◆ **Required action**: Take every line in the entries that includes the word "mocks" and copy it.

Collected data entries:
- - - -

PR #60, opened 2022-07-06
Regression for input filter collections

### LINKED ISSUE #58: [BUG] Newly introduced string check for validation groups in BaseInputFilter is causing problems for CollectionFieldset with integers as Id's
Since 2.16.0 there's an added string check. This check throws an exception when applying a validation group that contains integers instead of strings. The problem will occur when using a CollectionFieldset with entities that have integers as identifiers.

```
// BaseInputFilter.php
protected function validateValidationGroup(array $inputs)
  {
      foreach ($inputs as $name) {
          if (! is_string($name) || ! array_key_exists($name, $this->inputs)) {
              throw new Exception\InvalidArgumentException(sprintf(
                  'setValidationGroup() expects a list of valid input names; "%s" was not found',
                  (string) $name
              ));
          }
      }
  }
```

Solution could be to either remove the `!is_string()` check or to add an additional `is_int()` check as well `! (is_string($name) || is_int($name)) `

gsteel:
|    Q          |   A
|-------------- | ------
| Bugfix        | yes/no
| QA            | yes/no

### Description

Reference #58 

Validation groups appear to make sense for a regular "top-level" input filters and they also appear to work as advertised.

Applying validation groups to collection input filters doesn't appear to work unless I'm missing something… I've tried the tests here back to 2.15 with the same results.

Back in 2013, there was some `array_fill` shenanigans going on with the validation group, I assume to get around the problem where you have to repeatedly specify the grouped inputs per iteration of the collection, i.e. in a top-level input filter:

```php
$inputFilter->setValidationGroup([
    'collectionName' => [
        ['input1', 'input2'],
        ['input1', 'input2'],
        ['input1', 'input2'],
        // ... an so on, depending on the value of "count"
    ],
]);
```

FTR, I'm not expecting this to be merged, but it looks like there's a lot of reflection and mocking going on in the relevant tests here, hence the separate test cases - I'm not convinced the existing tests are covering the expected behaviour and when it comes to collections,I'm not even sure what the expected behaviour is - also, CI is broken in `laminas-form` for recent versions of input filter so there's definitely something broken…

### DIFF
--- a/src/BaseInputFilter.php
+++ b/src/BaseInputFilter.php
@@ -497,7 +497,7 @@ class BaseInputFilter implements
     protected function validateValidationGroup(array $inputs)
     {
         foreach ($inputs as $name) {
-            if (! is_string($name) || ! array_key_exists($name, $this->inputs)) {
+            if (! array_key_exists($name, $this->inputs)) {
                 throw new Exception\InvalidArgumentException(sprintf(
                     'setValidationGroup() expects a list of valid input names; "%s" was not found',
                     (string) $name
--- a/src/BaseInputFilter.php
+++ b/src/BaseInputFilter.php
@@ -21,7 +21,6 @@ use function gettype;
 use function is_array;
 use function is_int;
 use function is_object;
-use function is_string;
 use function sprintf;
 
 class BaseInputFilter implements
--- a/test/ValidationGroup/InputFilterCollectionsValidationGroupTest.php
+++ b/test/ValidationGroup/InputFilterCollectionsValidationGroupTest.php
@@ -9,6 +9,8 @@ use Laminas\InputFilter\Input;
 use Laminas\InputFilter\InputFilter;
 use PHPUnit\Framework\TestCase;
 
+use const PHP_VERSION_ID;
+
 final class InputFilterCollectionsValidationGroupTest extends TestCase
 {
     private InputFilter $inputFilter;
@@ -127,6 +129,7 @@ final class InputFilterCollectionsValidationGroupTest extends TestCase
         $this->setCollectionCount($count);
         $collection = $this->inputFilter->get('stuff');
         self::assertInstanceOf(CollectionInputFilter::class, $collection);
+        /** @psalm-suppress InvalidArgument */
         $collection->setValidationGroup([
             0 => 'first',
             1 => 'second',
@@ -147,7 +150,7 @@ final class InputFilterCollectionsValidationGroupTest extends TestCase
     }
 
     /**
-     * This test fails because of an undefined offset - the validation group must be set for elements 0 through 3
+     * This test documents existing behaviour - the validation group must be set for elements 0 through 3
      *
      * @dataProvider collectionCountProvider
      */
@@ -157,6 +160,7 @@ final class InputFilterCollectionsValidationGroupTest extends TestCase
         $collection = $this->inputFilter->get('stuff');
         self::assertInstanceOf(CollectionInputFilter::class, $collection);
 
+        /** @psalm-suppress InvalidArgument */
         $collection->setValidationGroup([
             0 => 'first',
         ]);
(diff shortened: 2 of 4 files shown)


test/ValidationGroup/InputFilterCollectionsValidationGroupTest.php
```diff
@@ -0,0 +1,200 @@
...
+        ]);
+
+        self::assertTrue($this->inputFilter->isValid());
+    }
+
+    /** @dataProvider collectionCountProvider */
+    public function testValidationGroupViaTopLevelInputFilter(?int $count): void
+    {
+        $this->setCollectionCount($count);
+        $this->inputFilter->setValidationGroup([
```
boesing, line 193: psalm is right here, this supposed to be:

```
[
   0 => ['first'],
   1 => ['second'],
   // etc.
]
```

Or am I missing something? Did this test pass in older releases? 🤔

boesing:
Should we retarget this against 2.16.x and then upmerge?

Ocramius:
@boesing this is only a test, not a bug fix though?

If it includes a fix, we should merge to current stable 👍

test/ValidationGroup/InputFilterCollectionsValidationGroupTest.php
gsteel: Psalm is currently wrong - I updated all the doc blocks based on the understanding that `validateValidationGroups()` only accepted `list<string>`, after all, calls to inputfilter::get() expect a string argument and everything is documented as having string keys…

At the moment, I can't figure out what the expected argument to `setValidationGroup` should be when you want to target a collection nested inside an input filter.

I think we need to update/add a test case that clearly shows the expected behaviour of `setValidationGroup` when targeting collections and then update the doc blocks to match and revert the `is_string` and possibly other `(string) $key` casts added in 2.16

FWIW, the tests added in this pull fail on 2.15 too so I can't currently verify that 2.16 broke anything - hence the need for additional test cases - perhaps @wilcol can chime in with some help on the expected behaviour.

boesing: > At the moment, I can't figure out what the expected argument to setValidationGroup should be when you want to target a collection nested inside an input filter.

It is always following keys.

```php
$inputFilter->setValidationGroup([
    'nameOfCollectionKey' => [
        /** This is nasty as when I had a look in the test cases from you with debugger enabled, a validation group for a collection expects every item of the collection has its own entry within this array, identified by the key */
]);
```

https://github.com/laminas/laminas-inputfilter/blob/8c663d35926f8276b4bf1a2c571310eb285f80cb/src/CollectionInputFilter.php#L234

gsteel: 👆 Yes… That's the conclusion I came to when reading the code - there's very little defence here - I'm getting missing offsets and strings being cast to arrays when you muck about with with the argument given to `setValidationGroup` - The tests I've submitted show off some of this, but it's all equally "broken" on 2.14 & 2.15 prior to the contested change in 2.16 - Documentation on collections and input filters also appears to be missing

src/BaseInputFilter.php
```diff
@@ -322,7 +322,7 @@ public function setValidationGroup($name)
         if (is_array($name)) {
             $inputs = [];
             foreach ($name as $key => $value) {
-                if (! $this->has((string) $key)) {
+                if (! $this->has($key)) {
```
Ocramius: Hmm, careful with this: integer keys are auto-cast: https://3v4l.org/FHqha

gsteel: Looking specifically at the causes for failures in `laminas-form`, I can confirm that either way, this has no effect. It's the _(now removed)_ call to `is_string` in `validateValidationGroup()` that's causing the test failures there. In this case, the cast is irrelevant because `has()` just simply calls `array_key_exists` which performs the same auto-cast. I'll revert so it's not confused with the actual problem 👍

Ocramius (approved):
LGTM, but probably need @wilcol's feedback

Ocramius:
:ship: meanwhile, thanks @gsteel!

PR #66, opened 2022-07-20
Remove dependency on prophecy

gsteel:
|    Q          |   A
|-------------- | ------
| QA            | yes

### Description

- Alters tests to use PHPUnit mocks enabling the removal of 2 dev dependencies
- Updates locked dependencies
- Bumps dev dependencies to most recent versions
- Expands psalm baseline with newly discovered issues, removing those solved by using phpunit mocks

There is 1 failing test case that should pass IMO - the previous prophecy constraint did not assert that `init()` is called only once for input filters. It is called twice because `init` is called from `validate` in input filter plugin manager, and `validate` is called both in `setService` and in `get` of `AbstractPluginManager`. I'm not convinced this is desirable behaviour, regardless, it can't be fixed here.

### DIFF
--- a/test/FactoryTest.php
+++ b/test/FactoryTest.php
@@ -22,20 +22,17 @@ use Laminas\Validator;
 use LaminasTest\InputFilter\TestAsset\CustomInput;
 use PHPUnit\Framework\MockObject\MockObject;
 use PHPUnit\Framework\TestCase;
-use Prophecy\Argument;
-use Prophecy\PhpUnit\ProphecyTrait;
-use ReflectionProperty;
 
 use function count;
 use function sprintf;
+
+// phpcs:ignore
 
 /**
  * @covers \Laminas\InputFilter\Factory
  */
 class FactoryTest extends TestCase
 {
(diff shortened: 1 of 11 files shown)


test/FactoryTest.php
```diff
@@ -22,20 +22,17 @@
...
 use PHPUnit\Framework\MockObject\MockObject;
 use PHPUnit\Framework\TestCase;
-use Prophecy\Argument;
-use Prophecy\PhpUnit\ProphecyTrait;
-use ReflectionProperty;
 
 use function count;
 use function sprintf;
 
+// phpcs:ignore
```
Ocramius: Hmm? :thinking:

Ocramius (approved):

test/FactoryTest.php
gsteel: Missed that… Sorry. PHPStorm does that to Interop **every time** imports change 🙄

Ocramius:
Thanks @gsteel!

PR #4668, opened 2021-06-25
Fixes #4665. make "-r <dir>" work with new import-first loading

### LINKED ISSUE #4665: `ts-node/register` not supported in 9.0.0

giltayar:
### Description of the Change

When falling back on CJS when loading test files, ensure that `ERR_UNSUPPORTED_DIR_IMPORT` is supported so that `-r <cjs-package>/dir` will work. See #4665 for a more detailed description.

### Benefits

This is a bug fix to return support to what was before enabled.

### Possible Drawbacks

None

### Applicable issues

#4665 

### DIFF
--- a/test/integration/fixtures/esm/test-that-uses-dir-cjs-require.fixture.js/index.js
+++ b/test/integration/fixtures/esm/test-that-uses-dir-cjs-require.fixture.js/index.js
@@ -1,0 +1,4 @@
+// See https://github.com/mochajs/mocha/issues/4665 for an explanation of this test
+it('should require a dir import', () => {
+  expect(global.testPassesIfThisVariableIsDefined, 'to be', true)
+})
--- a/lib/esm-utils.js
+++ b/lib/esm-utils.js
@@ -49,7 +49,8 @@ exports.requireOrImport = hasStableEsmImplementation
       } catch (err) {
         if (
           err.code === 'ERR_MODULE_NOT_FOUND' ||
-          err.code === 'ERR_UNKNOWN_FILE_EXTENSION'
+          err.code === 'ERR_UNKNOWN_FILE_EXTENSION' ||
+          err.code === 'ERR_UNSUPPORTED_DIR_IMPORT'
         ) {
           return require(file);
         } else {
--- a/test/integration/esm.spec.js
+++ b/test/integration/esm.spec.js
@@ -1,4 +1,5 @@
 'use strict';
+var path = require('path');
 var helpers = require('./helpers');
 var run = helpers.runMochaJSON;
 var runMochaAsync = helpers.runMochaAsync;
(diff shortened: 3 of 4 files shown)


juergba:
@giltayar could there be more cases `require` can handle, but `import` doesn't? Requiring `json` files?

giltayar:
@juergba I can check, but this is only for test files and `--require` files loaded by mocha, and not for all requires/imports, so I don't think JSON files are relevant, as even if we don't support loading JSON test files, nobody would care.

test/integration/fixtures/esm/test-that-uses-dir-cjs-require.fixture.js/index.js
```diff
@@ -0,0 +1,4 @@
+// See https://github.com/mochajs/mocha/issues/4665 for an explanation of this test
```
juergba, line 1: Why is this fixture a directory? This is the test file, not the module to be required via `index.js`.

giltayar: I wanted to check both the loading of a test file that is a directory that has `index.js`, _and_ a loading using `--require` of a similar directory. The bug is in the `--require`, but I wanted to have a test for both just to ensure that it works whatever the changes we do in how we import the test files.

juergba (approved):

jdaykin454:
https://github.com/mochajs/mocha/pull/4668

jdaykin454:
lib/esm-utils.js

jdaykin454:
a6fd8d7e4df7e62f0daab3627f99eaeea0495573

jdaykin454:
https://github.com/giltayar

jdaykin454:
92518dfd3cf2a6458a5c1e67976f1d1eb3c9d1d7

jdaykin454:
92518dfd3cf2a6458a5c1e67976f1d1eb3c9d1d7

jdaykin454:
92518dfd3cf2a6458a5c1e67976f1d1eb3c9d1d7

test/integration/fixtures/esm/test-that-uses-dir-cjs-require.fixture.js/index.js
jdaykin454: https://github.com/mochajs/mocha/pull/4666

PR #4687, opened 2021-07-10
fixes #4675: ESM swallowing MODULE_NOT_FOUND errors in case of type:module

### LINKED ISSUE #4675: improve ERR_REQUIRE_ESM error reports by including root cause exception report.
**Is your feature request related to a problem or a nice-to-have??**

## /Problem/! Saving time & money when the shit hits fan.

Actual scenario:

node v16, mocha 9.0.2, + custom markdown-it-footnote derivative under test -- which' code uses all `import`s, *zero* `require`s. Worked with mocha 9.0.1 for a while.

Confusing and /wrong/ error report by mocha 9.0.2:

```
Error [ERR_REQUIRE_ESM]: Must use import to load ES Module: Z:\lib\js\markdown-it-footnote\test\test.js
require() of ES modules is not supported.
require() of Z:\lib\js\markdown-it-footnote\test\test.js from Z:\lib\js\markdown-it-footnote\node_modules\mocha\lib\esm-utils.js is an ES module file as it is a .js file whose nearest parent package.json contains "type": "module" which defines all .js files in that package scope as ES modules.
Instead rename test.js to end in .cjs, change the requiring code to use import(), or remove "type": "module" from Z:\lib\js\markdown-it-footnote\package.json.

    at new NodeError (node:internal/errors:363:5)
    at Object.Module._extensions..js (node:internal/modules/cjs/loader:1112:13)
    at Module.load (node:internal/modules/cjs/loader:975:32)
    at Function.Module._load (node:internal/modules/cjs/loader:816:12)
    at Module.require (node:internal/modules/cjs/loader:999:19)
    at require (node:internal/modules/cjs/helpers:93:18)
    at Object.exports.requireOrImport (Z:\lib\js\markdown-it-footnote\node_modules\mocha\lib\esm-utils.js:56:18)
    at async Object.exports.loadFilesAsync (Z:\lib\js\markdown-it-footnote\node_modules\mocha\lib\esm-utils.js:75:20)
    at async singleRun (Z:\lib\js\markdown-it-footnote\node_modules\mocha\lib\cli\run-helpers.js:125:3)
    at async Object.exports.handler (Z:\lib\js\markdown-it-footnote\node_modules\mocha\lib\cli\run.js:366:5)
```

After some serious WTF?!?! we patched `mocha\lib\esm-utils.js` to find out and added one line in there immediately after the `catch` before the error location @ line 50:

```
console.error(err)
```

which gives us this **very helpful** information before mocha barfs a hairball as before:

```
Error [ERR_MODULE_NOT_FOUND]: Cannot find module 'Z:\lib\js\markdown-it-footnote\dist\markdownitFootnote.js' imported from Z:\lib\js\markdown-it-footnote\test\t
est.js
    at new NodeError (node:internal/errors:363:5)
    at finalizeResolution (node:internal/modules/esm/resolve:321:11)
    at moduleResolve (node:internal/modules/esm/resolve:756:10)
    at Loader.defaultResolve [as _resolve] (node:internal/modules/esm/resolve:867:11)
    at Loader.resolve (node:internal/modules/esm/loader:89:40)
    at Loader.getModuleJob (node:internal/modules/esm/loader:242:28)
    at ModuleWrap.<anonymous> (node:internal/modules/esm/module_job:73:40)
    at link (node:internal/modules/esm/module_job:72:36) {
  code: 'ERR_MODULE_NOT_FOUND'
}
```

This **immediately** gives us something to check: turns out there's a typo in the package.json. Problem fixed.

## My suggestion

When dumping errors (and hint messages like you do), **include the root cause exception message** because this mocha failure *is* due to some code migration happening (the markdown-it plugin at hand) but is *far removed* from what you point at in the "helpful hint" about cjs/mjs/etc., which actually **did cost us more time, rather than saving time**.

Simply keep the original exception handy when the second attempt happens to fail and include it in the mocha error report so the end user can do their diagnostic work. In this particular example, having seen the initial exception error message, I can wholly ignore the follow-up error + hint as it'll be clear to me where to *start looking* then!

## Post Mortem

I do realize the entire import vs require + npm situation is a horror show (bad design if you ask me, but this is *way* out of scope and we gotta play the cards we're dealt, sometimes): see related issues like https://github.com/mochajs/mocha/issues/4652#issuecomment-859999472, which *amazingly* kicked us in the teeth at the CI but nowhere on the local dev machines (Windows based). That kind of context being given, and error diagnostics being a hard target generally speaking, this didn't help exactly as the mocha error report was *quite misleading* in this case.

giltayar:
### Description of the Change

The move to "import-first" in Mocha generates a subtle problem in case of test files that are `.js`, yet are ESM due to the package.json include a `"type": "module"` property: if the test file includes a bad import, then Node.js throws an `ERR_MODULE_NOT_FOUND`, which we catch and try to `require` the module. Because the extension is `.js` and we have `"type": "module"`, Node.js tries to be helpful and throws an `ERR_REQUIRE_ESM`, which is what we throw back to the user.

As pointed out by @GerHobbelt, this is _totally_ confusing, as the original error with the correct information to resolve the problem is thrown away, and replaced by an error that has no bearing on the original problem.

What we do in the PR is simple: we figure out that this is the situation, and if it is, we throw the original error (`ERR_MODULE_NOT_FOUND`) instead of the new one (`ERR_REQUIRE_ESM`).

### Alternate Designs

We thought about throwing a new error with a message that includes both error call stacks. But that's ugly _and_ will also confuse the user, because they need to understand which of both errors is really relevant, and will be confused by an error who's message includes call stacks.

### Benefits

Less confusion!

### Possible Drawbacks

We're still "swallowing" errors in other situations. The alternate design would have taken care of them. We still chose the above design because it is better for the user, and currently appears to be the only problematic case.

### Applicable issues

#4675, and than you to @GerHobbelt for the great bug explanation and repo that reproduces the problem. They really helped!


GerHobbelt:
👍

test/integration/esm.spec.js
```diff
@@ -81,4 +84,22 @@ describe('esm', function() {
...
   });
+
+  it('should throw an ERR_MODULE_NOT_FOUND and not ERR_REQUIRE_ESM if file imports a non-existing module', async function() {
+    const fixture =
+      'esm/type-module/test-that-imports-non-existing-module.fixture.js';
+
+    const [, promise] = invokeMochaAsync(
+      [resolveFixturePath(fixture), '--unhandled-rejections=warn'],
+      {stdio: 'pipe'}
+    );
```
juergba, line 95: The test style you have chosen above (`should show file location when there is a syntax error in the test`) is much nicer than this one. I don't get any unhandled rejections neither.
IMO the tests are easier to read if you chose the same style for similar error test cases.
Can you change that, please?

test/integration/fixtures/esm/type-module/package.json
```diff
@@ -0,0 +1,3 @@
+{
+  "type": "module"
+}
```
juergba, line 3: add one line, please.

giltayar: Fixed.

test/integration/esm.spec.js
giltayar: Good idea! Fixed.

- - - -

◆ **Written solution**:
- Alters tests to use PHPUnit mocks enabling the removal of 2 dev dependencies
- Expands psalm baseline with newly discovered issues, removing those solved by using phpunit mocks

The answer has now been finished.